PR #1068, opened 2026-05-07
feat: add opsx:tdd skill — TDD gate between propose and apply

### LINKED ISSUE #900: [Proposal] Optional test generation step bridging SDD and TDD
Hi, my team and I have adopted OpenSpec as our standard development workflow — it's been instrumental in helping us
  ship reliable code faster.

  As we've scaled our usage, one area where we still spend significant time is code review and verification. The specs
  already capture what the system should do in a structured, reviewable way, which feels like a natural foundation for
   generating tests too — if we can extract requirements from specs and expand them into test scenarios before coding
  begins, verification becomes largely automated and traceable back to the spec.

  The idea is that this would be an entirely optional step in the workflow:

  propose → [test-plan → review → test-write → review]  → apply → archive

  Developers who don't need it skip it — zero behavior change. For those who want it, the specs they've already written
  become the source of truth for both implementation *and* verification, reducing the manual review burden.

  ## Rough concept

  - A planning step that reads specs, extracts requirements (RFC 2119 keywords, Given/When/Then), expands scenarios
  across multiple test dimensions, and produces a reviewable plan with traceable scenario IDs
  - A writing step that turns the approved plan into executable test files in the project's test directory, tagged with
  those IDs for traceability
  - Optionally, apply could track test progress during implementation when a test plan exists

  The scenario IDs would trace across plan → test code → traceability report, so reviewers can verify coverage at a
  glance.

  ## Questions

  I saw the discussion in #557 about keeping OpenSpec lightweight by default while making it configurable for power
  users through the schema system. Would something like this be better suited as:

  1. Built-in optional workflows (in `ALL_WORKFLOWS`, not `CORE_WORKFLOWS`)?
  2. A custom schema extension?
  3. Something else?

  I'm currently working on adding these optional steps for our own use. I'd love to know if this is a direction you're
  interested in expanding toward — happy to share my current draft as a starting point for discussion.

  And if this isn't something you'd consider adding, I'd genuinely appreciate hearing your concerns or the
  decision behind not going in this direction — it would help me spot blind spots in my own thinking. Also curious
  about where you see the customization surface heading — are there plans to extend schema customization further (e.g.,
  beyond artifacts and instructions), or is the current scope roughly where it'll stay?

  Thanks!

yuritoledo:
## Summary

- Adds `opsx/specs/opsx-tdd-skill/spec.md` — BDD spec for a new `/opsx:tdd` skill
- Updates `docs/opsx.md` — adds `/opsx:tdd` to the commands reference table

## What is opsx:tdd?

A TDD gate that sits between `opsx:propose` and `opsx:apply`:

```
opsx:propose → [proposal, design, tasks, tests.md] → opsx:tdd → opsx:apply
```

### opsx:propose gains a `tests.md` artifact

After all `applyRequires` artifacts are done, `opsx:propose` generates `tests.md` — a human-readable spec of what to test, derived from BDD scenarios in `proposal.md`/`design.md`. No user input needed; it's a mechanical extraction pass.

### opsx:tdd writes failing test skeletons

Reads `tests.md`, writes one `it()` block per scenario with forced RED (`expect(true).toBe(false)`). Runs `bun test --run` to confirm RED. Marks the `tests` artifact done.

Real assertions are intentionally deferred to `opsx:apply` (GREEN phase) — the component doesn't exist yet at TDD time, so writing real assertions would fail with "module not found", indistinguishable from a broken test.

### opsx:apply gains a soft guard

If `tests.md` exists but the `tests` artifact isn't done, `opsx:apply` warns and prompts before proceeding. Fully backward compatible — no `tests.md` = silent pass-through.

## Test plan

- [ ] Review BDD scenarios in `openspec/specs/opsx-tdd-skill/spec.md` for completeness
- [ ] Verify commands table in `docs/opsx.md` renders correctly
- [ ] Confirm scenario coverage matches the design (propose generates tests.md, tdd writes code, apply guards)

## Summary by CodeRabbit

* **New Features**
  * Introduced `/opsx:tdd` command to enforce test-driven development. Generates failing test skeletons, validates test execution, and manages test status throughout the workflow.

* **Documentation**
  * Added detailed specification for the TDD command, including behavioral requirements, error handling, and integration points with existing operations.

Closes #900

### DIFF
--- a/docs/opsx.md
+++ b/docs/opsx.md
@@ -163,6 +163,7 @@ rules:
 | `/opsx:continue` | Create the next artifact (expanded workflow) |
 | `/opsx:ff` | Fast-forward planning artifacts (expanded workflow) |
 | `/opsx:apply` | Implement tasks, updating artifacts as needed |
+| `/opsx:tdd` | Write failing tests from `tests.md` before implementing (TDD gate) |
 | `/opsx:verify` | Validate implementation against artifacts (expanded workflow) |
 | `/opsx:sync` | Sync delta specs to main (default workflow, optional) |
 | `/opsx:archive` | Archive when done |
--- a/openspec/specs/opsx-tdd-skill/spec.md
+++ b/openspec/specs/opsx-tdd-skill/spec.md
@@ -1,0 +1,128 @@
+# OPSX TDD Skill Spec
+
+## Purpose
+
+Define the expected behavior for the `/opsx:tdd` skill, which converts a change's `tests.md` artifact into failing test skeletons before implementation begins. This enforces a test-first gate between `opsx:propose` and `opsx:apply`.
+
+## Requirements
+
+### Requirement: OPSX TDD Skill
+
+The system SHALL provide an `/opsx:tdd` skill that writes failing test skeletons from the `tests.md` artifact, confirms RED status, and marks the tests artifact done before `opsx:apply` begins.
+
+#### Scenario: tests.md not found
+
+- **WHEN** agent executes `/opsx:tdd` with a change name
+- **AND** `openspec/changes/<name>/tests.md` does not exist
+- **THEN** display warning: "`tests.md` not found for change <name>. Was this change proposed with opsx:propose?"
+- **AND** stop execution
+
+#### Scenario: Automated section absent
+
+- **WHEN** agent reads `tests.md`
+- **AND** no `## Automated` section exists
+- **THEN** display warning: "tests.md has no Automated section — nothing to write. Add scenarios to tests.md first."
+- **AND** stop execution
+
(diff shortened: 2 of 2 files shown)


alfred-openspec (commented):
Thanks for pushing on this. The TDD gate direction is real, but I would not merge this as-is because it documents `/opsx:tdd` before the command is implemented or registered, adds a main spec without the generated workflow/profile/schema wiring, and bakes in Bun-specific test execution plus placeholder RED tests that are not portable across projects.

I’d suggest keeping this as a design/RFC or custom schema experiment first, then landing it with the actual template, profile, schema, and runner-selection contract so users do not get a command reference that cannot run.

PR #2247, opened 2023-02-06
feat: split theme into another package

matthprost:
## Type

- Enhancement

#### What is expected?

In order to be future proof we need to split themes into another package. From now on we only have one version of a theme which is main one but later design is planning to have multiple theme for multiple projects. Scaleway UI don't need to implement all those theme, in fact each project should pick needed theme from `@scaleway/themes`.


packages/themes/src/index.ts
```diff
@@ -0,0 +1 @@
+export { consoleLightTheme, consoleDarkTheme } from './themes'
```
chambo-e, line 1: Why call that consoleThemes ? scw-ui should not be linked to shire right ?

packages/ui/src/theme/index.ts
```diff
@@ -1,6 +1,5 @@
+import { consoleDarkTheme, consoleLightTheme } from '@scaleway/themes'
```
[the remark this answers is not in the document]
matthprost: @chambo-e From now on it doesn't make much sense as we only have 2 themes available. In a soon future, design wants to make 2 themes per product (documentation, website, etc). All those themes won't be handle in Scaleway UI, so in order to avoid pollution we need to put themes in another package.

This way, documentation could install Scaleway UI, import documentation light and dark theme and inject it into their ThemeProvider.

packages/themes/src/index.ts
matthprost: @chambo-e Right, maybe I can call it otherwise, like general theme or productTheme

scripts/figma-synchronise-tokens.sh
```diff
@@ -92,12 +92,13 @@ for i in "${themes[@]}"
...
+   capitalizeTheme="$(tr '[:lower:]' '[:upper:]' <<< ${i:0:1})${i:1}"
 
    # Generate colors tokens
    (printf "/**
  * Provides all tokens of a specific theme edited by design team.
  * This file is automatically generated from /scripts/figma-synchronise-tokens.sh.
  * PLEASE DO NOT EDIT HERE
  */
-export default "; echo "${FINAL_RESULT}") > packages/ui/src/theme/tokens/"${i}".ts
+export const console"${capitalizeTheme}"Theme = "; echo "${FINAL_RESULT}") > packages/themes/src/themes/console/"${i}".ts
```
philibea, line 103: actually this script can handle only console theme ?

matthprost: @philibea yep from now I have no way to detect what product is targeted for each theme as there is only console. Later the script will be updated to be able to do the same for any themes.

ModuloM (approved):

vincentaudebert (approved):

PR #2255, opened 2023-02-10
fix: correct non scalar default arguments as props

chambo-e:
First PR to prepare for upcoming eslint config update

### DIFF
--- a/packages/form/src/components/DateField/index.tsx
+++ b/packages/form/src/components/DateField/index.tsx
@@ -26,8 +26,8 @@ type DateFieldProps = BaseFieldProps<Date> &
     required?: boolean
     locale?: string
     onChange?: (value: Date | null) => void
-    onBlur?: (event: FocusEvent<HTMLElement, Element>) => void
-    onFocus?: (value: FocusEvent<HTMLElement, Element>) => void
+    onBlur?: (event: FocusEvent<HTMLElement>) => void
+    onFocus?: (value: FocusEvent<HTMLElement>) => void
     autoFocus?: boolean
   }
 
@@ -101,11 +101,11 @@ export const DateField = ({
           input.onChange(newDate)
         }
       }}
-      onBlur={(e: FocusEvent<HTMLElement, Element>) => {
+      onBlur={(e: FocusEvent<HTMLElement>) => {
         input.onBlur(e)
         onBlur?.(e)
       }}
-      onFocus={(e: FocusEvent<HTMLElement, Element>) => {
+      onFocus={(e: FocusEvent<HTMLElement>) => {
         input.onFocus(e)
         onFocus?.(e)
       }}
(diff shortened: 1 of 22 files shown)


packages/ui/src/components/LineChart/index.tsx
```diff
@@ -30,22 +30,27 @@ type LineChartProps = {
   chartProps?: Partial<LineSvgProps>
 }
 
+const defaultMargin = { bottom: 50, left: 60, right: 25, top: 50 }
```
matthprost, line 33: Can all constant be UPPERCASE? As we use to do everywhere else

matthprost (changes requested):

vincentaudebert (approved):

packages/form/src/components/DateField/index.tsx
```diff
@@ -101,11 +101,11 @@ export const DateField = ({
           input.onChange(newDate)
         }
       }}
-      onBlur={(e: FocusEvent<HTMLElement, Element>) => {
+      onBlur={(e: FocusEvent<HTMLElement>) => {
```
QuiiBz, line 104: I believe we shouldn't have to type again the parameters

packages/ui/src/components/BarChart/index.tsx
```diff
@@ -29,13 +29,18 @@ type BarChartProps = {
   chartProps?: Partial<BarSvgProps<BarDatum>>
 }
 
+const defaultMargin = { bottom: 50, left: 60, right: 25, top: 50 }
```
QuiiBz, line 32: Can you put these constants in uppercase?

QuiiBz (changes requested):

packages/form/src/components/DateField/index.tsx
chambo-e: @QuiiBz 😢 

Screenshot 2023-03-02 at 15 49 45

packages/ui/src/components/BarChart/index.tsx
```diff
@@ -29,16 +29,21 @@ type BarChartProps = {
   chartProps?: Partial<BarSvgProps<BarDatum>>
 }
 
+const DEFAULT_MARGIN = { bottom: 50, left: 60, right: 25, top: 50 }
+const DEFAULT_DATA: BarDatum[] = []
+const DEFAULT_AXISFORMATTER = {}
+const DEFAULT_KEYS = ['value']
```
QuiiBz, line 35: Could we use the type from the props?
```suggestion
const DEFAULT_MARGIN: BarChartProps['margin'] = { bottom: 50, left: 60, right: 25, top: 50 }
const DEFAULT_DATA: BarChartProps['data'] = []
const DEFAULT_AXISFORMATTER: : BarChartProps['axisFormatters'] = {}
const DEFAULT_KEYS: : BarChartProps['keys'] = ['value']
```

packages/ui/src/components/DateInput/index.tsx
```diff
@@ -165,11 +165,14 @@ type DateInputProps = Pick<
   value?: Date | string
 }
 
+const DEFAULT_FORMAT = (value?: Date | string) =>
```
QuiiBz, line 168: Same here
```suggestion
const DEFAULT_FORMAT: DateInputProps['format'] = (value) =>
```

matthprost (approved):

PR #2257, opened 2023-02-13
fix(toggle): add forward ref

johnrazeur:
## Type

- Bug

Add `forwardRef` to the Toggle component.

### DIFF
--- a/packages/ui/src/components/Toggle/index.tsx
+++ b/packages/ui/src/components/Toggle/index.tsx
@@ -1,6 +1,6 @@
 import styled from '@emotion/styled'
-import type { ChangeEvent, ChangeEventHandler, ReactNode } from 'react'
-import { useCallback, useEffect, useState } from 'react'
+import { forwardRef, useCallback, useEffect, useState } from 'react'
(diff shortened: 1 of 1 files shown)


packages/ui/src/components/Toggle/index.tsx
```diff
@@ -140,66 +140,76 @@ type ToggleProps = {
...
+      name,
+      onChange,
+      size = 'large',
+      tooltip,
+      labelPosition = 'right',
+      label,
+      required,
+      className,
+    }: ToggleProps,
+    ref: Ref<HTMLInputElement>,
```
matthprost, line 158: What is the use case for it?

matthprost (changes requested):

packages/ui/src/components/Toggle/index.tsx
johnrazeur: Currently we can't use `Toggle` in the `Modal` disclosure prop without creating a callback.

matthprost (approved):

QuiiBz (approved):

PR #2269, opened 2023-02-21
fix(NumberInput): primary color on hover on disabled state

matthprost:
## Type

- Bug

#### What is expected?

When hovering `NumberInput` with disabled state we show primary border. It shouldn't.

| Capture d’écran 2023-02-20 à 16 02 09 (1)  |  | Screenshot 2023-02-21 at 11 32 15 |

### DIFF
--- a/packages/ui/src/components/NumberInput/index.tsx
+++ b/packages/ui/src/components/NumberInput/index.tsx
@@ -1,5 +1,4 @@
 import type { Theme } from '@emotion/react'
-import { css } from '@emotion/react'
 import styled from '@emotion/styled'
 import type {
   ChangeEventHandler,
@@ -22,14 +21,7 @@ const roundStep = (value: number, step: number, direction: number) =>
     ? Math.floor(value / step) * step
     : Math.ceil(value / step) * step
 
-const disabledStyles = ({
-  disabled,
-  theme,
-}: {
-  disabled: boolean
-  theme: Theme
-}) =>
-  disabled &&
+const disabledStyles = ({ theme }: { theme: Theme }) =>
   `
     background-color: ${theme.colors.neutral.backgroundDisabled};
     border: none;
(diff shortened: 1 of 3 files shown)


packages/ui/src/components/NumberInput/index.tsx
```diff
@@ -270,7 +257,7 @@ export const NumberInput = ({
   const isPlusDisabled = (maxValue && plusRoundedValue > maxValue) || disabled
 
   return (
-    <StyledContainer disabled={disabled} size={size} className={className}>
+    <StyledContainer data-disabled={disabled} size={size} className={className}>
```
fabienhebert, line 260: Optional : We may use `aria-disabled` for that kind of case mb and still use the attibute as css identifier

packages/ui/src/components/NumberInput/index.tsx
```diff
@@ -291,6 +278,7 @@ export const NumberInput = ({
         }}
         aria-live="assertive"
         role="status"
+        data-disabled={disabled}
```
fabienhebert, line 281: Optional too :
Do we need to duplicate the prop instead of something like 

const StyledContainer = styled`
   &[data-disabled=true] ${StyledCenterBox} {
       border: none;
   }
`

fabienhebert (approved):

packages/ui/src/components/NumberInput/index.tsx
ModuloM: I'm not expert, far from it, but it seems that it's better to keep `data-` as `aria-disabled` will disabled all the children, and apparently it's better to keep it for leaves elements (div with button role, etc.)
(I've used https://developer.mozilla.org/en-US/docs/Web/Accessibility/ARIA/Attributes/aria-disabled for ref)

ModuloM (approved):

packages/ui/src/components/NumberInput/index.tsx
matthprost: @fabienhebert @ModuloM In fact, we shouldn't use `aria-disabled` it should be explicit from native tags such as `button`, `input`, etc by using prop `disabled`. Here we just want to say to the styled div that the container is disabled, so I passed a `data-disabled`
___
■ Task to complete
Output, exactly and in full, the lines from the start of the entries above through the line that contains "begins, verification becomes".

■ Result for this exercise
PR #1068, opened 2026-05-07
feat: add opsx:tdd skill — TDD gate between propose and apply

### LINKED ISSUE #900: [Proposal] Optional test generation step bridging SDD and TDD
Hi, my team and I have adopted OpenSpec as our standard development workflow — it's been instrumental in helping us
  ship reliable code faster.

  As we've scaled our usage, one area where we still spend significant time is code review and verification. The specs
  already capture what the system should do in a structured, reviewable way, which feels like a natural foundation for
   generating tests too — if we can extract requirements from specs and expand them into test scenarios before coding
  begins, verification becomes largely automated and traceable back to the spec.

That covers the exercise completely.